══ PROVIDED RECORDS ══

PR #954, opened 2020-05-12
Typed map fixes

### LINKED ISSUE #674: When using TypedMap Map methods are suggested but do not validate
TypedMap has inconsistent behaviour. When we suggest methods in UI we have methods like empty, containsKey etc. but they do not validate on backend.
`
Screenshot from 2020-02-11 09-25-23

arkadius:
fixes #674

### DIFF
--- a/docs/MigrationGuide.md
+++ b/docs/MigrationGuide.md
@@ -49,6 +49,11 @@ val source = new KafkaAvroSourceFactory(schemaRegistryProvider, processObjectDep
 val avroFixedSourceFactory = FixedKafkaAvroSourceFactory[GenericData.Record](processObjectDependencies)
 ```
 
+## In version 0.1.2 (not released yet)
+
+* [#954](https://github.com/TouK/nussknacker/pull/954) `TypedMap` is not a case class wrapping scala Map anymore. If you have
+ done some pattern matching on it, you should use `case typedMap: TypedMap => typedMap.typedMap.asScala` instead.
+
 ## In version 0.1.1
 
 * [#930](https://github.com/TouK/nussknacker/pull/930) `DeeplyCheckingExceptionExtractor` was moved from `nussknacker-flink-util`
--- a/docs/MigrationGuide.md
+++ b/docs/MigrationGuide.md
@@ -52,7 +52,7 @@ val avroFixedSourceFactory = FixedKafkaAvroSourceFactory[GenericData.Record](pro
 ## In version 0.1.2 (not released yet)
 
 * [#954](https://github.com/TouK/nussknacker/pull/954) `TypedMap` is not a case class wrapping scala Map anymore. If you have
- done some pattern matching on it, you should use `case typedMap: TypedMap => typedMap.typedMap.asScala` instead.
+ done some pattern matching on it, you should use `case typedMap: TypedMap => typedMap.asScala` instead.
 
 ## In version 0.1.1
 
--- a/engine/api/src/main/scala/pl/touk/nussknacker/engine/api/typed/TypedMap.scala
+++ b/engine/api/src/main/scala/pl/touk/nussknacker/engine/api/typed/TypedMap.scala
@@ -1,3 +1,21 @@
 package pl.touk.nussknacker.engine.api.typed
 
-case class TypedMap(fields: Map[String, Any])
+import java.util.Collections
+import java.{util => ju}
+
+class TypedMap(map: ju.Map[String, Any]) extends ju.HashMap[String, Any](map) {
+
+  def this() =
+    this(Collections.emptyMap())
+
+}
+
+object TypedMap {
+
+  import scala.collection.JavaConverters._
+
+  def apply(scalaFields: Map[String, Any]): TypedMap = {
+    new TypedMap(scalaFields.asJava)
+  }
+
+}
--- a/engine/api/src/main/scala/pl/touk/nussknacker/engine/api/typed/typing.scala
+++ b/engine/api/src/main/scala/pl/touk/nussknacker/engine/api/typed/typing.scala
@@ -5,6 +5,7 @@ import pl.touk.nussknacker.engine.api.dict.DictInstance
 
 import scala.reflect.ClassTag
 import scala.reflect.runtime.universe._
+import scala.collection.JavaConverters._
 
 object typing {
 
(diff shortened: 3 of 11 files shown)


engine/api/src/main/scala/pl/touk/nussknacker/engine/api/typed/MapLikePropertyTypeDeterminer.scala
```diff
@@ -0,0 +1,28 @@
+package pl.touk.nussknacker.engine.api.typed
+
+import java.util
+
+import pl.touk.nussknacker.engine.api.typed.typing.{Typed, TypedClass, TypingResult, Unknown}
+
+object MapLikePropertyTypeDeterminer {
```
mproch, line 7: I wonder, maybe it should be in spel package? It's currently used only in Typer as far as I see, and it's behaviour is heavily dependent on property accessors in spel?
We would be able to use Avro classes then?

engine/api/src/main/scala/pl/touk/nussknacker/engine/api/typed/MapLikePropertyTypeDeterminer.scala
```diff
@@ -0,0 +1,28 @@
...
+
+  def mapLikePropertyType(typ: TypedClass): Option[TypingResult] = typ match {
```
mproch, line 9: can you add some doc what this method should return? So that when we add another case like avro we know what to do? :)

engine/api/src/main/scala/pl/touk/nussknacker/engine/api/typed/TypedMap.scala
```diff
@@ -1,3 +1,63 @@
 package pl.touk.nussknacker.engine.api.typed
 
-case class TypedMap(fields: Map[String, Any])
\ No newline at end of file
+import java.{util => ju}
+
+case class TypedMap(fields: Map[String, Any]) extends ju.AbstractMap[String, Any] { self =>
```
mproch, line 5: I wonder - maybe we should use some map directly? Or is it for backwards compatibility?

engine/api/src/main/scala/pl/touk/nussknacker/engine/api/typed/typing.scala
```diff
@@ -152,7 +152,7 @@ object typing {
           val fieldTypes = fields.map {
             case (k, v) => k -> fromInstance(v)
           }
-          TypedObjectTypingResult(fieldTypes, TypedClass(classOf[TypedMap], Nil))
+          TypedObjectTypingResult(fieldTypes)
```
mproch, line 155: Good catch :+1:

engine/api/src/main/scala/pl/touk/nussknacker/engine/api/typed/MapLikePropertyTypeDeterminer.scala
arkadius: Good point - moved to typer, it shouldn't cause problems with Avro classes

engine/api/src/main/scala/pl/touk/nussknacker/engine/api/typed/MapLikePropertyTypeDeterminer.scala
arkadius: Added

engine/api/src/main/scala/pl/touk/nussknacker/engine/api/typed/TypedMap.scala
arkadius: Indeed it will be less magic if we keep java Map for fields. Also I think that will be better if we will have equals working correctly with other maps - because of this I've replaced case class with plain serializable class.

I've added apply method for backward compatibility, and written some notice in MigrationGuide in case if someone use pattern matching on TypedMap

lciolecki:
@arkadius please update also Changelog ;)

docs/MigrationGuide.md
```diff
@@ -49,6 +49,11 @@ val source = new KafkaAvroSourceFactory(schemaRegistryProvider, processObjectDep
 val avroFixedSourceFactory = FixedKafkaAvroSourceFactory[GenericData.Record](processObjectDependencies)
 ```
 
+## In version 0.1.2 (not released yet)
```
mproch, line 52: Do we want it in 0.1.2? Maybe in 0.2.0? It's not so badly needed, and it's not fully backwards compatible...

engine/flink/kafka-util/src/main/scala/pl/touk/nussknacker/engine/kafka/generic/sinks.scala
```diff
@@ -16,14 +16,10 @@ object sinks {
...
 
   case class GenericJsonSerialization(topic: String) extends SimpleSerializationSchema[Any](topic, element => {
-      val objToEncode = element match {
-        // TODO: would be safer if will be added expected type in Sink and during expression evaluation,
-        // would be performed conversion to it
-        case TypedMap(fields) => fields
-        case other => other
-      }
-      encoder.encode(objToEncode).spaces2
+    // TODO: would be safer if will be added expected type in Sink and during expression evaluation,
```
mproch, line 19: Is this comment still relevant?

docs/MigrationGuide.md
```diff
@@ -49,6 +49,11 @@ val source = new KafkaAvroSourceFactory(schemaRegistryProvider, processObjectDep
...
+
+* [#954](https://github.com/TouK/nussknacker/pull/954) `TypedMap` is not a case class wrapping scala Map anymore. If you have
+ done some pattern matching on it, you should use `case typedMap: TypedMap => typedMap.typedMap.asScala` instead.
```
mproch, line 55: typedMap.typedMap.asScala => typedMap.asScala?

docs/MigrationGuide.md
arkadius: IMO it is quite badly needed, because it is fix for two bugs:
- we suggest methods that can't be used
- we accept something in expressions and it blow up in runtime.
Compatibility is broken only on very advanced usages, when you extract scala map from `TypedMap` (i can add such extractor BTW but IMO it will mess a code a bit)

engine/flink/kafka-util/src/main/scala/pl/touk/nussknacker/engine/kafka/generic/sinks.scala
arkadius: I think so - this sink still accept anything, nothing changed in this place

PR #1331, opened 2020-11-20
Caching loggers for LoggingListener

mproch:


engine/util/src/main/scala/pl/touk/nussknacker/engine/util/LoggingListener.scala
```diff
@@ -1,5 +1,8 @@
 package pl.touk.nussknacker.engine.util
 
+import java.util.concurrent.ConcurrentHashMap
```
arkadius, line 3: Please add Changelog entry

arkadius (approved):

PR #1337, opened 2020-11-23
Omitting zeros for sum aggregate to avoid unnecessary timers registrations

arkadius:


engine/flink/model-util/src/main/scala/pl/touk/nussknacker/engine/flink/util/transformer/aggregate/AggregatorFunction.scala
```diff
@@ -50,13 +50,20 @@ trait AggregatorFunctionMixin { self: StateHolder[TreeMap[Long, AnyRef]] =>
...
+    if (aggregator.isNeutralForAccumulator(newElement)) {
+      stateForTimestampToSave(readStateOrInitial(), newElementInStateTimestamp)
+    } else {
+      val newState = computeNewState(newElementInStateTimestamp, newElement)
 
-    updateState(newState, newElementInStateTimestamp + timeWindowLengthMillis, timeService)
-    handleElementAddedToState(newElementInStateTimestamp, newElement, value.context, timeService, out)
-    newState
+      updateState(newState, newElementInStateTimestamp + timeWindowLengthMillis, timeService)
+      handleElementAddedToState(newElementInStateTimestamp, newElement, value.context, timeService, out)
```
mproch, line 64: is it obvious that handleElementAddedToState is not called? Looking at implementations I'm not 100% sure...

engine/flink/model-util/src/main/scala/pl/touk/nussknacker/engine/flink/util/transformer/aggregate/AggregatorFunction.scala
```diff
@@ -50,13 +50,20 @@ trait AggregatorFunctionMixin { self: StateHolder[TreeMap[Long, AnyRef]] =>
...
                                   out: Collector[ValueWithContext[AnyRef]]): TreeMap[Long, aggregator.Aggregate] = {
-    val newElementInStateTimestamp = computeTimestampToStore(timestamp)
     val newElement = value.value.value.asInstanceOf[aggregator.Element]
-    val newState = computeNewState(newElementInStateTimestamp, newElement)
+    val newElementInStateTimestamp = computeTimestampToStore(timestamp)
+
+    // For neutral element, we do not create bucket, add to it element, and move timers to avoid unnecessary buckets
+    // in our state and unnecessary timers registration
+    if (aggregator.isNeutralForAccumulator(newElement)) {
+      stateForTimestampToSave(readStateOrInitial(), newElementInStateTimestamp)
```
mproch, line 59: in computeNewState we also remove some older buckets. Here we don't do it, if there is a period of zeroes after longer period of non-zeros, it will make state larger than necessary?

arkadius:
Closing, because we do not want that this optimization will complicate other scenarios.

PR #1343, opened 2020-12-04
Aggregator computes stored type

mproch:


engine/flink/model-util/src/main/scala/pl/touk/nussknacker/engine/flink/util/transformer/aggregate/aggregates.scala
```diff
@@ -102,27 +107,28 @@ object aggregates {
...
-    override type Aggregate = AnyRef
+    override type Aggregate = Option[AnyRef]
 
     override type Element = AnyRef
 
-    override def zero: Aggregate = Marker
+    override def zero: Aggregate = None
 
-    override def addElement(el: Element, agg: Aggregate): Aggregate = if (agg == zero) el else agg
+    override def addElement(el: Element, agg: Aggregate): Aggregate = if (agg.isEmpty) Some(el) else agg
```
arkadius, line 123: It will break state for this aggregator, can you add some notice to migrationguide?

mproch: :+1:

arkadius (approved):

PR #1346, opened 2020-12-07
FlinkRangeMap type class - to be able to switch map state impl

arkadius:


mproch (approved):
:+1: let's try this approach :)

PR #1350, opened 2020-12-15
Higher default precision for HyperLogLog, some tests

mproch:


engine/flink/model-util/src/test/scala/pl/touk/nussknacker/engine/flink/util/transformer/aggregate/HyperLogLogPlusAggregatorSpec.scala
```diff
@@ -0,0 +1,39 @@
...
+
+    val higherPrecision = HyperLogLogPlusAggregator(10, 15)
+    runForData(higherPrecision, set1) shouldBe (20, 47)
+    runForData(higherPrecision, set2) shouldBe (100, 200)
+    runForData(higherPrecision, set3) shouldBe (1033, 693)
+
+  }
+
+  private def generateRandomData(unique: Int, randomRepeat: Int) = {
+    Random.shuffle((1 to unique).flatMap(k => (0 to Random.nextInt(randomRepeat)).map(_ => k.toString)))
```
arkadius, line 30: 1. Why you use strings instead of ints?
2. Why you need to use  `Random.nextInt` instead of fixed numer of repeats or even one repeat?

engine/flink/model-util/src/test/scala/pl/touk/nussknacker/engine/flink/util/transformer/aggregate/HyperLogLogPlusAggregatorSpec.scala
```diff
@@ -0,0 +1,39 @@
...
+  }
+
+  private def runForData(agg: HyperLogLogPlusAggregator, data: Iterable[AnyRef]): (Long, Int) = {
+    val total = data.foldRight(agg.zero)(agg.addElement)
+    (agg.result(total), total.wrapped.getBytes.length)
```
arkadius, line 35: Can you extract local variable better naming what is hidden in `total.wrapped.getBytes.length`? It is memory used by hyper log log plus?

mproch: done

engine/flink/model-util/src/test/scala/pl/touk/nussknacker/engine/flink/util/transformer/aggregate/HyperLogLogPlusAggregatorSpec.scala
mproch: I added comment, shuffling and number of occurrences should not matter - added just to check that ;)

arkadius (approved):

PR #1352, opened 2020-12-17
introduce possibility to represent Avro type string as Java String

gadomsky:


engine/flink/avro-util/src/main/scala/pl/touk/nussknacker/engine/avro/schema/StringForcingDatumReader.scala
```diff
@@ -0,0 +1,47 @@
...
+import org.apache.avro.specific.{SpecificData, SpecificDatumReader}
+import org.apache.avro.util.Utf8
+
+import scala.util.{Properties, Try}
+
+trait StringForcingDatumReader[T] extends GenericDatumReader[T]  {
+  self: GenericDatumReader[T] =>
+
+  override def readString(old: Any, expected: Schema, in: Decoder): AnyRef = super.readString(old, expected, in) match {
+    case data: Utf8 if AvroStringSettings.forceUsingStringForStringSchema => data.toString
```
arkadius, line 17: why it is still needed if original implementation already check result of `findStringClass`?

engine/flink/avro-util/src/main/scala/pl/touk/nussknacker/engine/avro/schema/StringForcingDatumReader.scala
```diff
@@ -0,0 +1,47 @@
...
+
+  lazy val forceUsingStringForStringSchema: Boolean = Properties.envOrNone(envName)
+    .map(str => Try(str.toBoolean).getOrElse {
+      logger.warn(s"$envName is not valid boolean value. Using default $default value")
+      default
+    }).getOrElse(default)
+}
+
+object StringForcingDatumReader {
+  def forGenericDatumReader[T](writer: Schema, reader: Schema, data: GenericData): GenericDatumReader[T] =
```
arkadius, line 39: Maybe we can just skip "for" in name? Because "string forcing datum reader for generic datum reader" looks weird. Maybe just `StringForcingDatumReader.genericDatumReader`?

engine/flink/avro-util/src/main/scala/pl/touk/nussknacker/engine/avro/schema/StringForcingDatumReader.scala
```diff
@@ -0,0 +1,47 @@
...
+    else super.findStringClass(schema)
+  }
+}
+
+object AvroStringSettings extends LazyLogging {
+  val default: Boolean = false
+  val envName = "AVRO_USE_STRING_FOR_STRING_TYPE"
+
+  lazy val forceUsingStringForStringSchema: Boolean = Properties.envOrNone(envName)
+    .map(str => Try(str.toBoolean).getOrElse {
```
arkadius, line 32: Wdyt about failing fast here? It is case when smb has typo in boolean. I think that he/she want to know it ASAP instead wait until smb use string field incorrectly.

engine/flink/avro-util/src/main/scala/pl/touk/nussknacker/engine/avro/schema/StringForcingDatumReader.scala
gadomsky: i'ts not needed anymore, I forgot to clean it up :)

engine/flink/avro-util/src/main/scala/pl/touk/nussknacker/engine/avro/schema/StringForcingDatumReader.scala
gadomsky: you're rigth it really sound wird - changed

engine/flink/avro-util/src/main/scala/pl/touk/nussknacker/engine/avro/schema/StringForcingDatumReader.scala
gadomsky: good idea - changed

engine/flink/avro-util/src/test/scala/pl/touk/nussknacker/engine/avro/schema/StringForcingDatumReaderSpec.scala
```diff
@@ -0,0 +1,63 @@
...
+import java.io.{ByteArrayInputStream, ByteArrayOutputStream}
+import org.apache.avro.generic.{GenericDatumWriter, GenericRecord}
+import org.apache.avro.io.{DecoderFactory, EncoderFactory}
+import org.apache.avro.Schema
+import org.scalatest.{EitherValues, FunSpec, Matchers}
+import pl.touk.nussknacker.engine.avro.{AvroStringSettingsInTests, AvroUtils}
+import pl.touk.nussknacker.engine.avro.encode.{BestEffortAvroEncoder, ValidationMode}
+
+
+class StringForcingDatumReaderSpec extends FunSpec with Matchers with EitherValues {
```
arkadius, line 12: It would be nice to see here not only encoding records via `BestEffortAvroEncoder` but also creating it from scratch using `new LogicalTypesGenericRecordBuilder(schema).set("foo", new Utf8(...)) ... / "")` with corner cases like: schema with default string field but not filled during building records. Will it work correctly? Or `new GenericRecord(otherRecord, deepCopy = true)` <- AFAIK it won't work and will be nice to show it in tests. Also would be nice to see what is inside record after encoding - even in round trips, I mean: `encodedRecord.get("foo") should be instanceOf[String]`

arkadius (approved):
LGTM, I've added one "nice to have" comment

engine/flink/avro-util/src/test/scala/pl/touk/nussknacker/engine/avro/schema/StringForcingDatumReaderSpec.scala
gadomsky: `BestEffortAvroEncoder` was here only to create GenericRecord, actually it is not imporant how we create it. What's important here is reading it by DatumReader after serialization, and that is what I test.
I agree on the other hand, that it is worth writing test for provding default value from schema by LogicalTypesGenericRecordBuilder - it acctualy does use DatumReader (and in consequent StringForcingDatumReader)

`GenericData.Record::new(deepCopy=true)` also does not use DatumReader underneath, so I believe this change doesnt affect this operation

PR #1357, opened 2020-12-23
Pass run mode to nodes

jedrz:


engine/api/src/main/scala/pl/touk/nussknacker/engine/api/process/RunMode.scala
```diff
@@ -0,0 +1,24 @@
...
+  * - Test - process is run in test mode to collect results for test data.
+  * - Verification - process is run to verify compatibility e.g. with state of running process in older version.
+  * - ServiceQuery - one of the services is queried by Nussknacker.
+  * - Definition - process config creator is used extract component definitions. Components should not be invoked.
+  */
+sealed trait RunMode
+
+object RunMode {
+
+  case object Engine extends RunMode
```
arkadius, line 15: WDYT about changing the name to "Normal"? `Engine` is not exactly correct because tests are usually run on the same engine.

engine/flink/process/src/main/scala/pl/touk/nussknacker/engine/process/compiler/FlinkProcessCompiler.scala
```diff
@@ -46,7 +46,9 @@ class FlinkProcessCompiler(creator: ProcessConfigCreator,
   def compileProcess(process: EspProcess,
                      processVersion: ProcessVersion,
                      deploymentData: DeploymentData,
-                     resultCollector: ResultCollector)(userCodeClassLoader: ClassLoader): FlinkProcessCompilerData = {
+                     resultCollector: ResultCollector,
+                     runMode: RunMode)
```
arkadius, line 50: It is sad that we need to pass this runMode during compilation :(. It should be done only in interpreter but to make it happen we should do a lot rework in definition / implementation split and proposed approach is the best for now.

arkadius (approved):
LGTM but maybe @mproch could take a look also?

engine/flink/process/src/main/scala/pl/touk/nussknacker/engine/process/registrar/SyncInterpretationFunction.scala
```diff
@@ -17,7 +18,8 @@ import scala.util.control.NonFatal
 
 private[registrar] class SyncInterpretationFunction(val compiledProcessWithDepsProvider: ClassLoader => FlinkProcessCompilerData,
                                                     val node: SplittedNode[_<:NodeData],
-                                                    validationContext: ValidationContext, useIOMonad: Boolean)
+                                                    validationContext: ValidationContext, useIOMonad: Boolean,
+                                                    runMode: RunMode)
```
mproch, line 22: Let's use the one from compiledProcessWithDeps?

engine/flink/process/src/main/scala/pl/touk/nussknacker/engine/process/compiler/FlinkProcessCompilerData.scala
```diff
@@ -33,7 +33,8 @@ class FlinkProcessCompilerData(compiledProcess: ProcessCompilerData,
                                exceptionHandler: FlinkEspExceptionHandler,
                                val signalSenders: FlinkProcessSignalSenderProvider,
                                val asyncExecutionContextPreparer: AsyncExecutionContextPreparer,
-                               val processTimeout: FiniteDuration
+                               val processTimeout: FiniteDuration,
+                               runMode: RunMode
```
mproch, line 37: Let's put val here instead of FlinkProcessCompiler?

engine/flink/process/src/main/scala/pl/touk/nussknacker/engine/process/registrar/FlinkProcessRegistrar.scala
```diff
@@ -284,7 +287,7 @@ object FlinkProcessRegistrar {
       ScalaServiceLoader.load[FlinkCompatibilityProvider](getClass.getClassLoader)
         .headOption.map(_.createExecutionEnvPreparer(config, prepareExecutionConfig, compiler.diskStateBackendSupport))
         .getOrElse(new DefaultStreamExecutionEnvPreparer(checkpointConfig, rocksDBStateBackendConfig, prepareExecutionConfig))
-    new FlinkProcessRegistrar(compiler.compileProcess, defaultStreamExecutionEnvPreparer, eventTimeMetricDuration)
+    new FlinkProcessRegistrar(compiler.compileProcess, defaultStreamExecutionEnvPreparer, eventTimeMetricDuration, compiler.runMode)
```
mproch, line 290: Let's use runMode directly from FlinkProcessCompilerData

engine/api/src/main/scala/pl/touk/nussknacker/engine/api/process/RunMode.scala
```diff
@@ -0,0 +1,18 @@
+package pl.touk.nussknacker.engine.api.process
+
+/**
+  * Specifies the mode a custom node is invoked. It can be one of the following values:
+  * <ul>
+  * <li>Normal - process is executed inside Flink or other engine. Real implementation should be used.</li>
```
mproch, line 6: Let's add comment that this mode is also used for validations, test data generations etc.

mproch (approved):
:+1: Added one documentation comment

═══

EXERCISE PROMPT: Each line of the data that contains "findStringClass" belongs in the answer.

ANSWER SECTION:
arkadius, line 17: why it is still needed if original implementation already check result of `findStringClass`?
+    else super.findStringClass(schema)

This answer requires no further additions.